= Population (human biology) =

Set of people living in a particular area or interbreeding

A human population is the set of people living in a particular geographic area, increasing or decreasing in size over time, but in human biology, a human population may be defined more precisely as "a group of individuals who are more likely to mate among themselves than among others", which is influenced by a number of social and cultural factors. Thus, a larger geographic population can be considered as made of smaller breeding populations that coexist together, but in practice, a population is usually defined by a geographic area, which can be based on a settlement, or larger territories (a country, region, city, or the whole world).

Population genetics studies differences between populations and differences inside a population. 99.9% of the human genome remains the same across all human populations, but the other genes can be different. Populations tend to have different phenotypic traits based on their geographical location and so may carry varying gene pools, but physical traits are not often used to define a population. Aside from the term "population", humans can also be grouped as races and ethnic groups.

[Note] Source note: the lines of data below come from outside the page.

PR #2710, opened 2024-10-11
AG-12886 - Prevent text input focus causing window jump/scroll

manapeirov:
PR for https://ag-grid.atlassian.net/browse/AG-12886


alantreadway (approved):
LGTM

PR #2711, opened 2024-10-11
AG-12968 - Only hide crosshairs if zoom has actually changed to be co…

manapeirov:
PR for https://ag-grid.atlassian.net/browse/AG-12968


alantreadway (approved):
LGTM

PR #2718, opened 2024-10-14
AG-13132 Remove unnecessary sprite renderer instances

jacobp100:
https://ag-grid.atlassian.net/browse/AG-13132

### DIFF
--- a/packages/ag-charts-community/src/chart/legend.ts
+++ b/packages/ag-charts-community/src/chart/legend.ts
@@ -189,7 +189,7 @@ export class Legend extends BaseProperties {
         LegendMarkerLabel
     );
 
-    private readonly spriteRenderer = new SpriteRenderer();
+    private spriteRenderer: SpriteRenderer | undefined = undefined;
 
     private readonly oldSize: [number, number] = [0, 0];
     private pages: Page[] = [];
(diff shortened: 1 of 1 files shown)


packages/ag-charts-community/src/chart/legend.ts
```diff
@@ -467,7 +468,7 @@ export class Legend extends BaseProperties {
             markerLabel.fontSize = fontSize;
             markerLabel.fontFamily = fontFamily;
 
-            const paddedSymbolWidth = this.updateMarkerLabel(markerLabel, datum, spriteDims);
+            const paddedSymbolWidth = this.updateMarkerLabel(this.spriteRenderer!, markerLabel, datum, spriteDims);
```
olegat, line 471: optional nit: would using a for-loop instead of `Selection.each()` avoid the need to add `!`?

olegat (approved):
LGTM. Much better and cleaner than before I think. Thanks, nicely done! 😃

packages/ag-charts-community/src/chart/legend.ts
alantreadway: From a risk perspective let's follow up on this distinctly, I think this is probably the minimalist change to remove the redundant allocation when there is no legend for the release.

alantreadway (approved):
LGTM

packages/ag-charts-community/src/chart/legend.ts
olegat: SGTM.

PR #2719, opened 2024-10-14
Sonar - Refactor methods that use boolean selector param

lsjroberts:
See https://sonarcloud.io/organizations/ag-grid/rules?open=typescript%3AS2301&rule_key=typescript%3AS2301

While I agree that `doThing(false)` is bad, it does add increase the lines of code in some instances (though to be fair, with greater clarity).


alantreadway (approved):
LGTM

PR #2722, opened 2024-10-14
AG-12973 - Reset should de-select and pop annotations interaction states

manapeirov:
PR for https://ag-grid.atlassian.net/browse/AG-12973


alantreadway (approved):
LGTM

Demography is the statistical study of human populations. Additional criteria may be used to define a demographic population or subpopulation, such as sex and age, as in the female population over 60 years of age. Demographic statistics may involve the structure (like age and sex distribution), spatial distribution, and size of a population, or involve population dynamics (the change of the size and age of a population). However, demographers use the term "population" differently from biologists, even if there are some similarities between these definitions: biologists study the number of individuals in a particular area and its evolution over time under varying conditions, while demographers count individuals by some certain criteria at a given time in a specific region.

== Etymology ==
The word population evolved from the Latin word "populus", which means "people" and which was originally used in the context of citizens of a specific place. Initially, population was a verbal noun describing a process or a state (such as an increase of inhabitants), but this definition later became archaic. The first known usage of the term dates back to the 1500s. Francis Bacon is credited to be the first who used it in its modern sense.

==Background==
In biology, one definition of "population" is about interbreeding individuals, and in genetics, a definition may be about a common gene pool.
More specifically, in biology the term "population" usually describes members of a species that can interbreed with each other and are geographically isolated from the other populations of the same species.

== Definition ==
Since all humans belong to the same species (Homo sapiens), they are all able to interbreed. Nevertheless, they represent different populations, separated from each other geographically, though modern global migration and transportation reduces boundaries between populations.

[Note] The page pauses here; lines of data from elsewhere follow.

PR #2725, opened 2024-10-14
AG-12876 - Fix rapid stacked option toggling leading to corrupt series grouping state.

alantreadway:
https://ag-grid.atlassian.net/browse/AG-12876

### DIFF
--- a/packages/ag-charts-community/src/chart/series/series.ts
+++ b/packages/ag-charts-community/src/chart/series/series.ts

A single geographic area does not have to contain only one human population. Multiple human populations can coexist on the same territory because mating between them could be limited by such factors as ethnicity, education level, social status, and religion. Although nations and populations may overlap, their boundaries can be different. In biological anthropology, the definition of "population" also considers the culture shared between individuals and the time period in which a population lived, since the shared culture influenced mating behavior.

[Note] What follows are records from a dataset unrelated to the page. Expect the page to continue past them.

PR #2730, opened 2024-10-14
AG-13110 TC1 Update zoom pan when focus indicator in outside series rect

olegat:
https://ag-grid.atlassian.net/browse/AG-13110

### DIFF
--- a/packages/ag-charts-community/src/chart/interaction/zoomManager.ts
+++ b/packages/ag-charts-community/src/chart/interaction/zoomManager.ts
@@ -148,7 +148,7 @@ export class ZoomManager extends BaseManager<ZoomEvents['type'], ZoomEvents> imp
         this.applyChanges(callerId);
     }
 
-    panToBBox(callerId: string, seriesRect: BBox, target: BBoxValues) {
+    public panToBBox(callerId: string, seriesRect: BBox, target: BBoxValues) {
         const { x: zoomX, y: zoomY } = this.getZoom() ?? {};
         if (!zoomX || !zoomY) return;
         if (target.width > seriesRect.width || target.height > seriesRect.height) {
--- a/packages/ag-charts-community/src/chart/interaction/zoomManager.ts
+++ b/packages/ag-charts-community/src/chart/interaction/zoomManager.ts
@@ -1,6 +1,9 @@
 import type { AgZoomRange, AgZoomRatio } from 'ag-charts-types';
 
 import type { MementoOriginator } from '../../api/state/memento';
+import type { BBox } from '../../scene/bbox';
+import { Logger } from '../../sparklines-util';
+import type { BBoxValues } from '../../util/bboxinterface';
 import { deepClone } from '../../util/json';
 import { StateTracker } from '../../util/stateTracker';
 import { isFiniteNumber, isObject } from '../../util/type-guards';
@@ -52,6 +55,22 @@ export type ChartAxisLike = {
 };
 
 type ZoomEvents = ZoomChangeEvent | ZoomPanStartEvent | ZoomRestoreEvent;
+
+function calcAxesPanTranslate(viewportMin: number, viewportMax: number, targetMin: number, targetMax: number): number {
+    const mindiff = targetMin - viewportMin;
+    const maxdiff = targetMax - viewportMax;
+    return Math.abs(mindiff) < Math.abs(maxdiff) ? mindiff : maxdiff;
+}
+
+function calcBBoxPanTranslate(viewport: BBox, target: BBoxValues): { dx: number; dy: number } {
+    const dx = calcAxesPanTranslate(viewport.x, viewport.x + viewport.width, target.x, target.x + target.width);
+    const dy = calcAxesPanTranslate(viewport.y, viewport.y + viewport.height, target.y, target.y + target.height);
+    return { dx, dy };
+}
+
+function normalize(screenMin: number, min: number, screenMax: number, max: number, target: number): number {
+    return min + (max - min) * ((target - screenMin) / (screenMax - screenMin));
+}
 
 /**
  * Manages the current zoom state for a chart. Tracks the requested zoom from distinct dependents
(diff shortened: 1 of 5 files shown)


packages/ag-charts-community/src/chart/interaction/zoomManager.ts
```diff
@@ -144,6 +148,18 @@ export class ZoomManager extends BaseManager<ZoomEvents['type'], ZoomEvents> imp
         this.applyChanges(callerId);
     }
 
+    panToBBox(callerId: string, seriesRect: BBox, target: BBoxValues) {
```
lsjroberts: nit: to match the other function styles in this file, helps make the intention of the api clearer

```suggestion
    public panToBBox(callerId: string, seriesRect: BBox, target: BBoxValues) {
```

packages/ag-charts-community/src/chart/interaction/zoomManager.ts
```diff
@@ -144,6 +148,18 @@ export class ZoomManager extends BaseManager<ZoomEvents['type'], ZoomEvents> imp
...
+        const { x: zoomX, y: zoomY } = this.getZoom() ?? {};
+        if (!zoomX || !zoomY) return;
```
lsjroberts: This should default to using `1` for `x` and `y` if they don't have a value yet.

packages/ag-charts-community/src/chart/keyboardUtil.ts
```diff
@@ -14,13 +14,19 @@ function computeCenter(bboxOrPath: Path | BBox | undefined) {
...
+function drawPickedFocus(focusIndicator: FocusIndicator | undefined, pick: PickProperties) {
     const { bounds, showFocusBox } = pick;
     if (showFocusBox) {
         focusIndicator?.updateBounds(bounds);
     }
 }
 
+export function getPickedFocusBBox({ bounds }: PickProperties): BBox {
+    if (bounds instanceof BBox) return bounds;
+    else if (bounds != null) return bounds.getBBox();
```
lsjroberts: nit: don't need the `else` since the previous block returns.

```suggestion
    if (bounds != null) return bounds.getBBox();
```

packages/ag-charts-community/src/util/panToBBox.ts
```diff
@@ -0,0 +1,64 @@
...
+type XYRatios = { x: Ratios, y: Ratios };
+
+function normalize(screenMin: number, min: number, screenMax: number, max: number, target: number): number {
+    return min + (max - min) * ((target - screenMin) / (screenMax - screenMin));
+}
+
+function unnormalize(screenMin: number, min: number, screenMax: number, max: number, ratio: number): number {
+    return screenMin + (ratio - min) * ((screenMax - screenMin) / (max - min));
+}
+function calcWorld(viewportMin: number, viewportMax: number, ratio: Ratios): [number, number] {
```
lsjroberts: nit:

```suggestion
}

function calcWorld(viewportMin: number, viewportMax: number, ratio: Ratios): [number, number] {
```

packages/ag-charts-community/src/util/panToBBox.ts
```diff
@@ -0,0 +1,64 @@
...
+    return clamp(worldMin, viewportMin + diff, worldMax);
+}
+
+// The calculations of the new desired viewport (i.e. ZoomState) is done in pixel coords (unnormalised).
+// The desired (x, y) for the new viewport is found, the pixel coords are converted into normalized values
+export function calcPanToBBoxRatios(viewport: BBoxValues, ratioX: Ratios, ratioY: Ratios, target: BBoxValues): XYRatios {
+    const [targetXMin, targetXMax] = [target.x, target.x + target.width];
+    const [targetYMin, targetYMax] = [target.y, target.y + target.height];
+    const [viewportXMin, viewportXMax] = [viewport.x, viewport.x + viewport.width];
+    const [viewportYMin, viewportYMax] = [viewport.y, viewport.y + viewport.height];
```
lsjroberts: Entirely optional, but I added a `Vec4.from(bbox) === { x1: x, y1: y, x2: x + width, y2: y + height }` util in `vector4.ts` as I was doing lots of work with bboxes and coordinates.

It might help with some of the repetition (and similarly in the `containsBBox()` function perhaps).

```suggestion
    const target = Vec4.from(target);
    const viewport = Vec4.from(viewport);
```

packages/ag-charts-community/src/util/panToBBox.ts
```diff
@@ -0,0 +1,64 @@
...
+    worldMin: number,
+    worldMax: number,
+    viewportMin: number,
+    viewportMax: number,
+    targetMin: number,
+    targetMax: number
+): number {
+    if (viewportMin <= targetMin && targetMax <= viewportMax) return viewportMin;
+    const mindiff = targetMin - viewportMin;
+    const maxdiff = targetMax - viewportMax;
```
lsjroberts: nit:

```suggestion
    const minDiff = targetMin - viewportMin;
    const maxDiff = targetMax - viewportMax;
```

lsjroberts (approved):
LGTM other than some nits.

lsjroberts:
> Snaspshots automatically updated, please review before merge: [diff](https://github.com/ag-grid/ag-charts/compare/AG-13110/focus_indicator_outside_series_rect...gha/snapshots-AG-13110/focus_indicator_outside_series_rect)

The "pan to here" snapshot change is quite significant, is that correct?

olegat:
> The "pan to here" snapshot change is quite significant, is that correct?

Yes I noticed this too. It's probably incorrect. I need to look into it.

packages/ag-charts-community/src/util/panToBBox.ts
olegat: Good suggestion 👍  `Vector4` feels a bit like a misnomer. Perhaps `Line2D` is a better name. But that's a discussion for another time.

packages/ag-charts-community/src/chart/interaction/zoomManager.ts
olegat: Could you clarify what you mean? At this point, `x` and `y` are of type `{ min: number, max: number } | undefined`.

My thoughts are that, when zooming is disabled, `x` and `y` would be `undefined` which lets us short-circuit and skip panning.

lsjroberts: Ah yeh, I was just thinking of the enabled case, so you're probably right it can skip the panning.

The only case might be if `x` is defined but y is not, like with just the navigator enabled? I'm not sure if that'd need different handling? Might work fine.

lsjroberts (approved):
LGTM

packages/ag-charts-community/src/chart/interaction/zoomManager.ts
olegat: That's a good point. I'll add explicit typing to ensure that `panToBBox` works when only 1 axis has zoom enabled

olegat: I've changed `calcPanToBBoxRatios` to accept optional axes zoom ratios.

olegat:
> [!NOTE]
> The e2e test failures were genuine. There `panToBBox()` call was missing a `isFocusVisible()` check.

alantreadway (approved):
LGTM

Physical characteristics (like eye color) are not typically used by biologists to define a population, since grouping people by one physical trait does not make them similar in other traits. If this was the case, a single individual would be a member of numerous groups. Human races are not considered populations either, because races can include smaller populations and definitions of some of the races are originally based on physical characteristics. Although the opposite opinion exists, thinking of a race as being of a population subdivided into demes.

== Difference from other animals ==
There are three main factors that limit the size of a population in humans and other animals: available food sources, diseases and the environment. Humans differ from other animals in that they have cultural, social, and technological factors that influence reproduction and population growth. Among technological factors, medicine has improved overall health and lowered mortality rate.